16. The non-transitory computer readable media of claim 15, wherein validating the output corresponding to the sensitive attributes comprises:
computing a confidence level for the generated output corresponding to each of the plurality of sensitive attributes of the dataset;
ranking, based on the confidence level and the predefined list of rules defined by a user, the generated output corresponding to each of the plurality of sensitive attributes of the dataset; and
determining, based on the ranking, the one or more cells of the dataset including the personally identifiable information.
17. The non-transitory computer readable media of claim 16, wherein the operations further comprise verifying whether the one or more cells of the dataset validated to include the personally identifiable information based on the ranking are included in the sensitive data report.
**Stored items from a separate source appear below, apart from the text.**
PR #101, opened 2016-11-21
Add select tool to docs

abelsiqueira:


docs/src/tutorial.md
```diff
@@ -132,3 +132,88 @@ print(nlp.meta)
 ```@example ex2
 finalize(nlp)
 ```
+
+## Selection tool
+
+CUTEst comes with a simple selection tool. It uses a static file generated from
+the original `CLASSF.DB` and an execution of each problem.
+Don't try to regenerate the classification file. If you think there is a
```
dpo: I would remove the last two sentences. It's valid to generate a classification file using `classify`. For instance, if a user creates their own collection of problems by pulling from MASTSIF, MarosMeszaros, etc.

docs/src/tutorial.md
```diff
@@ -132,3 +132,88 @@ print(nlp.meta)
...
+```@example exs
+using CUTEst # hide
+problems = CUTEst.select()
+length(problems)
+```
+
+The list of keyword arguments to filter the problems is given below, with their
+default value.
+
+| arguments | default | Description |
```
dpo: `description` shouldn't be capitalized

docs/src/tutorial.md
```diff
@@ -132,3 +132,88 @@ print(nlp.meta)
...
+|-----------|---------|-------------|
+| `min_var` | `0`     | Minimum number of variables |
```
dpo: Shouldn't `min_var` be 1 by default? A problem with no variables doesn't make sense.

18. The non-transitory computer readable media of claim 15, wherein the classification model includes a logistic regression model and/or a random forest model, and wherein the operations further comprise vectorizing data of the dataset using the classification model.
19. The non-transitory computer readable media of claim 15, wherein the operations further comprise sampling the dataset prior to the scanning using Pyspark's sampling algorithm or Bernoulli sampling algorithm.
20. The non-transitory computer readable media of claim 15, wherein the operations further comprise generating summaries of the output corresponding to the plurality of sensitive attributes for inclusion in the validation report, the summaries are generated using a large language model (LLM) based on a preference of a user.